Audit and onboard unfamiliar datasets safely
Company: Expedia
Role: Data Scientist
Category: Data Manipulation (SQL/Python)
Difficulty: Medium
Interview Round: Onsite
You inherit unfamiliar hotel search data with sparse documentation. Provide a concrete, ordered checklist to: a) discover tables/columns and verify primary/foreign keys; b) profile distributions, missingness, and timezones/locale/currency issues; c) detect duplicates and many-to-many join inflation across searches, impressions, clicks, bookings, and cancellations; d) validate event sequencing (search → impression → click → booking → cancellation) with watermarking and late-arrival windows; e) compute metrics correctly (e.g., bookings per search within 7 days; margin = price − cost; GMV vs. contribution margin); f) write data quality tests/data contracts (not-null, uniqueness, referential integrity, numeric ranges).
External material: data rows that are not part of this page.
PR #4289, opened 2020-10-21
Bug 1887863: Patch Flavor Not Found validation for OpenStack Install Config

iamemilio:
Fixes an issue where we expected cloudInfo to not have a
key for the flavorName if it was not found. In the code and the unit tests, cloudInfo's flavor map now has a pointer value
instead of a struct. This allows us to set it to nil when the flavor is not found in openstack.

/label platform/openstack

### DIFF
--- a/pkg/asset/installconfig/openstack/validation/cloudinfo.go
+++ b/pkg/asset/installconfig/openstack/validation/cloudinfo.go
@@ -93,13 +93,6 @@ func (ci *CloudInfo) collectInfo(ic *types.InstallConfig) error {
 		return errors.Wrap(err, "failed to fetch external network info")
 	}
 
-	if flavorName := ic.OpenStack.FlavorName; flavorName != "" {
-		ci.Flavors[flavorName], err = ci.getFlavor(flavorName)
-		if err != nil {
-			return errors.Wrap(err, "failed to fetch platform flavor info")
-		}
-	}
-
 	// Fetch the image info if the user provided a Glance image name
 	imagePtr := ic.OpenStack.ClusterOSImage
 	if imagePtr != "" {
@@ -111,11 +104,21 @@ func (ci *CloudInfo) collectInfo(ic *types.InstallConfig) error {
 		}
 	}
 
+	// Get flavor info
+	if flavorName := ic.OpenStack.FlavorName; flavorName != "" {
+		ci.Flavors[flavorName], err = ci.getFlavor(flavorName)
+		if err != nil {
+			return err
+		}
+	}
+
 	if ic.ControlPlane != nil && ic.ControlPlane.Platform.OpenStack != nil {
 		if flavorName := ic.ControlPlane.Platform.OpenStack.FlavorName; flavorName != "" {
-			ci.Flavors[flavorName], err = ci.getFlavor(flavorName)
-			if err != nil {
-				return err
+			if _, seen := ci.Flavors[flavorName]; !seen {
+				ci.Flavors[flavorName], err = ci.getFlavor(flavorName)
+				if err != nil {
+					return err
+				}
 			}
 		}
 	}
@@ -169,11 +172,15 @@ func (ci *CloudInfo) getSubnet(subnetID string) (*subnets.Subnet, error) {
 	return subnet, nil
 }
 
+func isNotFoundError(err error) bool {
+	var errNotFound *gophercloud.ErrResourceNotFound
+	return errors.As(err, &errNotFound) || strings.Contains(err.Error(), "Resource not found")
+}
+
 func (ci *CloudInfo) getFlavor(flavorName string) (Flavor, error) {
 	flavorID, err := flavorutils.IDFromName(ci.clients.computeClient, flavorName)
 	if err != nil {
-		var gerr *gophercloud.ErrResourceNotFound
-		if errors.As(err, &gerr) {
+		if isNotFoundError(err) {
 			return Flavor{}, nil
 		}
 		return Flavor{}, err
@@ -187,10 +194,9 @@ func (ci *CloudInfo) getFlavor(flavorName string) (Flavor, error) {
 	var baremetal bool
 	{
 		const baremetalProperty = "baremetal"
-		var errNotFound *gophercloud.ErrResourceNotFound
 
 		m, err := flavors.GetExtraSpec(ci.clients.computeClient, flavorID, baremetalProperty).Extract()
-		if err != nil && !errors.As(err, &errNotFound) && !strings.Contains(err.Error(), "Resource not found") {
+		if err != nil && !isNotFoundError(err) {
 			return Flavor{}, err
 		}
 
--- a/pkg/asset/installconfig/openstack/validation/machinepool.go
+++ b/pkg/asset/installconfig/openstack/validation/machinepool.go
@@ -41,17 +41,10 @@ func ValidateMachinePool(p *openstack.MachinePool, ci *CloudInfo, controlPlane b
 		}
 	}
 
-	if p.FlavorName != "" {
-		flavor, ok := ci.Flavors[p.FlavorName]
-		if ok {
-			if controlPlane {
-				allErrs = append(allErrs, validateFlavor(flavor, ctrlPlaneFlavorMinimums, fldPath.Child("type"))...)
-			} else {
-				allErrs = append(allErrs, validateFlavor(flavor, computeFlavorMinimums, fldPath.Child("type"))...)
-			}
-		} else {
-			allErrs = append(allErrs, field.NotFound(fldPath.Child("type"), p.FlavorName))
-		}
+	if controlPlane {
+		allErrs = append(allErrs, validateFlavor(p.FlavorName, ci, ctrlPlaneFlavorMinimums, fldPath.Child("type"))...)
+	} else {
+		allErrs = append(allErrs, validateFlavor(p.FlavorName, ci, computeFlavorMinimums, fldPath.Child("type"))...)
 	}
 
 	allErrs = append(allErrs, validateZones(p.Zones, ci.Zones, fldPath.Child("zones"))...)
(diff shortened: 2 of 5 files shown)


pkg/asset/installconfig/openstack/validation/platform_test.go
```diff
@@ -121,7 +121,7 @@ func TestOpenStackPlatformValidation(t *testing.T) {
 			cloudInfo:      validPlatformCloudInfo(),
 			networking:     validNetworking(),
 			expectedError:  true,
-			expectedErrMsg: `platform.openstack.computeFlavor: Invalid value: "invalid-control-plane-flavor": Flavor did not meet the following minimum requirements: Must have minimum of 16 GB RAM, had 8 GB; Must have minimum of 4 VCPUs, had 2; Must have minimum of 25 GB Disk, had 20 GB`,
+			expectedErrMsg: `platform.openstack.flavorName: Invalid value: "invalid-control-plane-flavor": Flavor did not meet the following minimum requirements: Must have minimum of 16 GB RAM, had 8 GB; Must have minimum of 4 VCPUs, had 2; Must have minimum of 25 GB Disk, had 20 GB`,
```
Fedosin, line 124: the option is called `computeFlavor`: https://github.com/openshift/installer/blob/master/data/data/install.openshift.io_installconfigs.yaml#L1013

No need to rename it.

pkg/asset/installconfig/openstack/validation/machinepool_test.go
```diff
@@ -137,9 +137,13 @@ func TestOpenStackMachinepoolValidation(t *testing.T) {
...
 			}(),
-			cloudInfo:      validMpoolCloudInfo(),
+			cloudInfo: func() *CloudInfo {
+				ci := validMpoolCloudInfo()
+				ci.Flavors[notExistFlavor] = nil
+				return ci
+			}(),
 			expectedError:  true,
-			expectedErrMsg: "controlPlane.platform.openstack.type: Not found: \"non-existant-flavor\"",
+			expectedErrMsg: "controlPlane.platform.openstack.flavorName: Not found: \"non-existant-flavor\"",
```
Fedosin, line 146: it is called "type", not "flavorName": https://github.com/openshift/installer/blob/master/data/data/install.openshift.io_installconfigs.yaml#L428

let's keep it as it was before

pkg/asset/installconfig/openstack/validation/machinepool.go
```diff
@@ -41,17 +41,10 @@ func ValidateMachinePool(p *openstack.MachinePool, ci *CloudInfo, controlPlane b
...
-			if controlPlane {
-				allErrs = append(allErrs, validateFlavor(flavor, ctrlPlaneFlavorMinimums, fldPath.Child("type"))...)
-			} else {
-				allErrs = append(allErrs, validateFlavor(flavor, computeFlavorMinimums, fldPath.Child("type"))...)
-			}
-		} else {
-			allErrs = append(allErrs, field.NotFound(fldPath.Child("type"), p.FlavorName))
-		}
+	if controlPlane {
+		allErrs = append(allErrs, validateFlavor(p.FlavorName, ci, ctrlPlaneFlavorMinimums, fldPath.Child("flavorName"))...)
```
Fedosin, line 45: fldPath.Child("type")

Fedosin (changes requested):

pkg/asset/installconfig/openstack/validation/machinepool.go
```diff
@@ -105,11 +98,23 @@ func validUUIDv4(s string) bool {
 	return true
 }
 
-func validateFlavor(flavor Flavor, req flavorRequirements, fldPath *field.Path) field.ErrorList {
+// validate flavor checks to make sure that a given flavor exists and meets the minimum requrement to run a cluster
+// this function does not validate proper install config usage
+// NOTE: Because we append the result of this function to an error list, it cannot be nil
+func validateFlavor(flavorName string, ci *CloudInfo, req flavorRequirements, fldPath *field.Path) field.ErrorList {
+	if flavorName == "" {
```
adduarte, line 105: could this possibly hide a problem?  The flavorName being passed int should never be empty. 
But here if it is, it is silently overlooked.  Maybe fill the errorList? or let it fall through 
The next lookup "ci.Flavors[flavorName]  will catch it

iamemilio: That should be handled by the static usage validations. There are cases where it is valid for flavor name to be empty

pkg/asset/installconfig/openstack/validation/platform_test.go
iamemilio: ack to all name changes

pkg/asset/installconfig/openstack/validation/machinepool.go
iamemilio: The purpose of this block of code is just to make sure that if a flavor is provided, that flavor is valid

pierreprinetti:
> The error message was reporting errors on field "type" instead of "flavorName"

My patch #4269 changes the error message to mention "type" (and not "flavorName"), because [that seems to be the name of the JSON property in MachinePool](https://github.com/openshift/installer/blob/31dba4362530c3afaacf20e3a7971a10c1d9f288/pkg/types/openstack/machinepool.go#L8).

> cloudInfo's flavor map now has a pointer value instead of a struct

Can you help me understand why a pointer is necessary? The "comma OK" idiom is how you would check if a value was in the map. See this example: https://play.golang.org/p/Ubj2NqhG9pg

---

I am not sure what case you want to address with this patch; perhaps you could create a bug in Bugzilla that describes what happens vs what you expected to happen?

/hold

iamemilio:
https://issues.redhat.com/browse/OSASINFRA-2133

iamemilio:
The pointer lets us set the entire value to nil in the Flavors map when openstack fails to find a given flavor, rather than setting it to Flavor{}. This lets us more easily indicate that it was not found. The way the library is built, it is not optimal for us to exclude lookups that failed from the Flavors map, since we use it as an optomization to check which openstack queries we have already run to avoid duplicating calls to the openstack api.

iamemilio:
NOTE: needs squash before merge

pierreprinetti:
I think that the problem is here:
https://github.com/openshift/installer/blob/ac6f233c352843294abf9719fe5659527cdc5bf6/pkg/asset/installconfig/openstack/validation/cloudinfo.go#L175-L178

If you just remove these 3 lines, the validation errors with a nice message when the flavor is not found by name.

@Fedosin Do you perhaps remember why we are silently ignoring a FlavorNotFound error?

iamemilio:
We try to defer errors caused by user error in the install config to a section of code that can append it to the error list so that the customer gets all of their install config validation errors in a list.

Fedosin:
@pierreprinetti during cloud info generation we check only critical errors that cause the installer to stop immediately (auth problems, 5xx errors). Here we do not consider ErrResourceNotFound critical to allow the validator to check other install config fields later, and return a full list of issues.

iamemilio:
/assign @Fedosin 

Going to assign mike too since he is knowledgeable on this code

pierreprinetti:
/assign

Turning a map of structs into a map of pointers to pass the message that the flavor might not have been found is not a good idea.

If you don't want to directly add the notFound error to the list of errors returned to the user, then maybe you can embed it into the Flavor struct.

pkg/asset/installconfig/openstack/validation/machinepool.go
```diff
@@ -105,11 +98,25 @@ func validUUIDv4(s string) bool {
...
+		return field.ErrorList{}
+	}
```
staebler, line 107: The note is not accurate. It is perfectly fine to unpack a nil slice.
```suggestion
func validateFlavor(flavorName string, ci *CloudInfo, req flavorRequirements, fldPath *field.Path) field.ErrorList {
	if flavorName == "" {
		return nil
	}
```

pkg/asset/installconfig/openstack/validation/cloudinfo.go
```diff
@@ -169,28 +176,37 @@ func (ci *CloudInfo) getSubnet(subnetID string) (*subnets.Subnet, error) {
 	return subnet, nil
 }
 
+func isNotFoundError(err error) bool {
+	var errNotFound *gophercloud.ErrResourceNotFound
+	if errors.As(err, &errNotFound) || strings.Contains(err.Error(), "Resource not found") {
+		return true
+	}
+	return false
```
staebler, line 184:
```suggestion
	return errors.As(err, &errNotFound) || strings.Contains(err.Error(), "Resource not found")
```

pkg/asset/installconfig/openstack/validation/cloudinfo.go
```diff
@@ -45,6 +45,7 @@ type clients struct {
 type Flavor struct {
 	*flavors.Flavor
 	Baremetal bool
+	userError error // userError contains a non-critical error that is cause by incorrect usage of the flavor field
```
staebler, line 48: It is not clear to me why the flavor is a special case that requires storing `userError`. For example, if the OS image is not found, then validation will yield a generic "NotFound" error. This is accomplished by checking that `OSImage` in the cloud info is nil. Can we not similarly check if `ci.Flavors[flavorName].Flavor == nil` to determine if the flavor was not found?

pkg/asset/installconfig/openstack/validation/machinepool.go
iamemilio: ack, will fix

pkg/asset/installconfig/openstack/validation/machinepool.go
```diff
@@ -105,11 +98,25 @@ func validUUIDv4(s string) bool {
...
+
+	flavor, ok := ci.Flavors[flavorName]
+	if !ok || flavor.userError != nil {
+		if isNotFoundError(flavor.userError) {
+			return field.ErrorList{field.NotFound(fldPath, flavorName)}
+		}
+	}
```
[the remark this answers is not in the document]
iamemilio: yeah the check for ok doesnt do anything actually

iamemilio:
/retest 

I think I took everyones points into consideration for the latest draft. PTAL

pkg/asset/installconfig/openstack/validation/cloudinfo.go
iamemilio: didnt know that! will fix

Fedosin (approved):
/lgtm
/approve

pkg/asset/installconfig/openstack/validation/machinepool.go
```diff
@@ -124,7 +128,7 @@ func validateFlavor(flavor Flavor, req flavorRequirements, fldPath *field.Path)
 	}
 
 	if len(errs) == 0 {
-		return nil
+		return field.ErrorList{}
```
pierreprinetti, line 131: nit: This can stay `nil` :)

pierreprinetti (approved):
I like how this last version of the patch makes it consistent with the other resource checks (without hurting my feelings with unnecessary additional pointers :) )

I will /lgtm again if you plan to squash. Thanks!

pkg/asset/installconfig/openstack/validation/machinepool.go
iamemilio: ack, ill fix it

iamemilio:
/hold cancel

Squashed and ready for final review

Include at least three pitfalls specific to travel data (e.g., multi-room bookings, partial cancellations/modifications, rebookings, cross-currency FX at booking vs. stay date, children vs. adults counts) and how you’d detect each.
Quick Answer: This question evaluates a data scientist's competency in dataset discovery, schema and key verification, profiling for distributions/missingness/timezones/currencies, duplicate and join-inflation detection, event-sequence validation, accurate metric computation, and the design of data-quality tests/data contracts within SQL/Python workflows.